Your task
Using the data below, return all lines in which "unix" appears.

Working data

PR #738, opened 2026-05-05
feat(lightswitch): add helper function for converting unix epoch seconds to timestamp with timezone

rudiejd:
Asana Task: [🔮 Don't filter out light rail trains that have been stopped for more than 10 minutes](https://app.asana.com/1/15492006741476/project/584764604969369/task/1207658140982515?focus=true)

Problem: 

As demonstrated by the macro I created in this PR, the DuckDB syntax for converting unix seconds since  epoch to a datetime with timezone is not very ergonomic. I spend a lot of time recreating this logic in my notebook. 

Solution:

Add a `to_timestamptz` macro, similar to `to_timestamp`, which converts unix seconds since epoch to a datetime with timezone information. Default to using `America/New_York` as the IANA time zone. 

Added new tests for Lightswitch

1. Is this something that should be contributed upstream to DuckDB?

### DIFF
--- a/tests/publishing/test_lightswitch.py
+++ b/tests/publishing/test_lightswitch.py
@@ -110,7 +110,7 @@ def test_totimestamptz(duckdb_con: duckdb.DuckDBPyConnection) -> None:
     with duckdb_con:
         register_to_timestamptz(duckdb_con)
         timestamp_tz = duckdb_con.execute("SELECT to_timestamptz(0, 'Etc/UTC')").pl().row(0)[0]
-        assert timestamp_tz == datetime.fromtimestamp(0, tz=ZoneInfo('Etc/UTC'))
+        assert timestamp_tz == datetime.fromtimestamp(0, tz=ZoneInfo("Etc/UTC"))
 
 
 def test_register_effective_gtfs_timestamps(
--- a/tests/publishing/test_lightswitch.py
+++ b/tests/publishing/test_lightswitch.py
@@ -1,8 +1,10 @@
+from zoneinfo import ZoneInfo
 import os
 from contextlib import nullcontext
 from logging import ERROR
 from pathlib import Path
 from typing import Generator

---

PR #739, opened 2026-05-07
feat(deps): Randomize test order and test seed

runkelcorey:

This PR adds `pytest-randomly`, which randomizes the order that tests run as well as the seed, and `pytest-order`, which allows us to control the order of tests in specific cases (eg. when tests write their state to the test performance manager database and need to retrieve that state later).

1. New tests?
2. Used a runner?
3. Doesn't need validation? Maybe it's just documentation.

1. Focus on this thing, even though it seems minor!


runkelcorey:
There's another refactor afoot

==

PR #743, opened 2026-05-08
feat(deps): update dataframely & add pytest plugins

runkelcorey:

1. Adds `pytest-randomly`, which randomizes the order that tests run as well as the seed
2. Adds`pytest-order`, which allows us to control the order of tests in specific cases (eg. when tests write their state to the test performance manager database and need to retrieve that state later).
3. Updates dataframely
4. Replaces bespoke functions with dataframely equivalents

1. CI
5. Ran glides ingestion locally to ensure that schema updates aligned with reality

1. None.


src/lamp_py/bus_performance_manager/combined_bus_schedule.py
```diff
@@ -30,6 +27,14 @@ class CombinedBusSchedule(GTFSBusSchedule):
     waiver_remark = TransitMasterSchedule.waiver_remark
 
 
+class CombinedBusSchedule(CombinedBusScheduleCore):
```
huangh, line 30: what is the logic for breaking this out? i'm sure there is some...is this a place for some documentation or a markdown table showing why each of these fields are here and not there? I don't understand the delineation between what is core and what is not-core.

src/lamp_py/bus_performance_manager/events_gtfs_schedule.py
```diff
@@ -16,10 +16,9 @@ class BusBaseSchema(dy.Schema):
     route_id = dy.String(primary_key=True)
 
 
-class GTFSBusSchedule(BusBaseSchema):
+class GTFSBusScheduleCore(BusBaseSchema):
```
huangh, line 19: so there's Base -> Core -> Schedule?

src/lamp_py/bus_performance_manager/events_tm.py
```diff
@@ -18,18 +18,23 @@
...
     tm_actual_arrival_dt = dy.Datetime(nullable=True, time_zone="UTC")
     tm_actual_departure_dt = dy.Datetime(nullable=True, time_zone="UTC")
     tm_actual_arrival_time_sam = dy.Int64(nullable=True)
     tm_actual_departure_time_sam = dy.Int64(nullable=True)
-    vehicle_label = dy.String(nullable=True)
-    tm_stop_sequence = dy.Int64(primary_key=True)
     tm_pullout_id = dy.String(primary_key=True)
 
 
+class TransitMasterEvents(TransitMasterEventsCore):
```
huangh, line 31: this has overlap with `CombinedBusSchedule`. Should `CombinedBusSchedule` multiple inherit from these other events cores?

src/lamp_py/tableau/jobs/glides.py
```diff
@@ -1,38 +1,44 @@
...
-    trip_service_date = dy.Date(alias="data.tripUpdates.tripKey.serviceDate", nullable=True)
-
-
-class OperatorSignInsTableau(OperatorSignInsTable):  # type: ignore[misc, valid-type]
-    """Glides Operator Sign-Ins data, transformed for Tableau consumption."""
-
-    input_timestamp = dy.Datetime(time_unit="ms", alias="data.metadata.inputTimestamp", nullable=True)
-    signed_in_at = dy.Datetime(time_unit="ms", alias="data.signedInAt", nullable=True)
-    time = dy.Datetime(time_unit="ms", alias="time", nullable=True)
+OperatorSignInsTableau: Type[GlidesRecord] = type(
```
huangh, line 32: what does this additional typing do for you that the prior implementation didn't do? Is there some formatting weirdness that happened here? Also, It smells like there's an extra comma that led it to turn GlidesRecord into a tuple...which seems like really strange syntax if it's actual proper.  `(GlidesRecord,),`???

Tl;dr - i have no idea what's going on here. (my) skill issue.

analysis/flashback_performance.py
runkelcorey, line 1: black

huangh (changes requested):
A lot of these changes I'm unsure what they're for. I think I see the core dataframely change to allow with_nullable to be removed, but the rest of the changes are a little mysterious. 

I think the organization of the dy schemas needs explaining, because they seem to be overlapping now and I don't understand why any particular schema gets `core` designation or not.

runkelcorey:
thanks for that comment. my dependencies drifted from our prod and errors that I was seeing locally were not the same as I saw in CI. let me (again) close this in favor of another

Exercise solution
feat(lightswitch): add helper function for converting unix epoch seconds to timestamp with timezone
As demonstrated by the macro I created in this PR, the DuckDB syntax for converting unix seconds since  epoch to a datetime with timezone is not very ergonomic. I spend a lot of time recreating this logic in my notebook. 
Add a `to_timestamptz` macro, similar to `to_timestamp`, which converts unix seconds since epoch to a datetime with timezone information. Default to using `America/New_York` as the IANA time zone. 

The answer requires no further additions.